→ **The task**:
Repeat the whole listing, keeping each line as it is.

→ **Exercise input**:
PR #832, opened 2024-02-21
Respect user configuration for Syft

chmeliik:
[STONEBLD-2095](https://issues.redhat.com//browse/STONEBLD-2095)

Syft makes many things configurable:
https://github.com/anchore/syft#configuration

For example, users can take advantage of this to get rid of false
positives. This will be useful for the Syft build itself:
https://github.com/redhat-appstudio/rh-syft/pull/21

Currently, our SBOM generation does not respect the user configuration.
Syft reads the config from the current working directory, not from the
target directory (https://github.com/anchore/syft/issues/2465).

Set the working directory to the root of the user's repository to ensure
we respect the configuration.

### DIFF
--- a/task/buildah-remote/0.1/buildah-remote.yaml
+++ b/task/buildah-remote/0.1/buildah-remote.yaml
@@ -351,6 +351,7 @@ spec:
     volumeMounts:
     - mountPath: /var/lib/containers
       name: varlibcontainers
+    workingDir: $(workspaces.source.path)/source
   - computeResources: {}
     image: quay.io/redhat-appstudio/hacbs-jvm-build-request-processor:127ee0c223a2b56a9bd20a6f2eaeed3bd6015f77
     name: analyse-dependencies-java-sbom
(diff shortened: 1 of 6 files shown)


chmeliik:
Testing in https://github.com/redhat-appstudio/rh-syft/pull/22

lcarva:
@chmeliik, are there any concerns that a user config may generate a less accurate SBOM (intentionally or not)?

chmeliik:
Added a topic to the Feb 27 architecture call

brunoapimentel:
Upon first review, LGTM. I think we should sync up with the docs team so that this gets properly documented in Konflux (otherwise, users might not even know this is possible).

I will run a few tests here so I can give you my final ack.

chmeliik:
just a rebase

chmeliik:
I believe tests are failing for the same reason as https://github.com/redhat-appstudio/build-definitions/pull/827#issuecomment-1977185422

The attestation was created 24 minutes after the image was pushed to quay.io

https://quay.io/repository/redhat-user-workloads/build-templates-e2e/test-app-832/devfile-sample-python-basic-qcxh?tab=tags&tag=latest

image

→ **Answer to the problem**:
PR #832, opened 2024-02-21
Respect user configuration for Syft

chmeliik:
[STONEBLD-2095](https://issues.redhat.com//browse/STONEBLD-2095)

Syft makes many things configurable:
https://github.com/anchore/syft#configuration

For example, users can take advantage of this to get rid of false
positives. This will be useful for the Syft build itself:
https://github.com/redhat-appstudio/rh-syft/pull/21

Currently, our SBOM generation does not respect the user configuration.
Syft reads the config from the current working directory, not from the
target directory (https://github.com/anchore/syft/issues/2465).

Set the working directory to the root of the user's repository to ensure
we respect the configuration.

### DIFF
--- a/task/buildah-remote/0.1/buildah-remote.yaml
+++ b/task/buildah-remote/0.1/buildah-remote.yaml
@@ -351,6 +351,7 @@ spec:
     volumeMounts:
     - mountPath: /var/lib/containers
       name: varlibcontainers
+    workingDir: $(workspaces.source.path)/source
   - computeResources: {}
     image: quay.io/redhat-appstudio/hacbs-jvm-build-request-processor:127ee0c223a2b56a9bd20a6f2eaeed3bd6015f77
     name: analyse-dependencies-java-sbom
(diff shortened: 1 of 6 files shown)


chmeliik:
Testing in https://github.com/redhat-appstudio/rh-syft/pull/22

lcarva:
@chmeliik, are there any concerns that a user config may generate a less accurate SBOM (intentionally or not)?

chmeliik:
Added a topic to the Feb 27 architecture call

brunoapimentel:
Upon first review, LGTM. I think we should sync up with the docs team so that this gets properly documented in Konflux (otherwise, users might not even know this is possible).

I will run a few tests here so I can give you my final ack.

chmeliik:
just a rebase

chmeliik:
I believe tests are failing for the same reason as https://github.com/redhat-appstudio/build-definitions/pull/827#issuecomment-1977185422

The attestation was created 24 minutes after the image was pushed to quay.io

https://quay.io/repository/redhat-user-workloads/build-templates-e2e/test-app-832/devfile-sample-python-basic-qcxh?tab=tags&tag=latest

image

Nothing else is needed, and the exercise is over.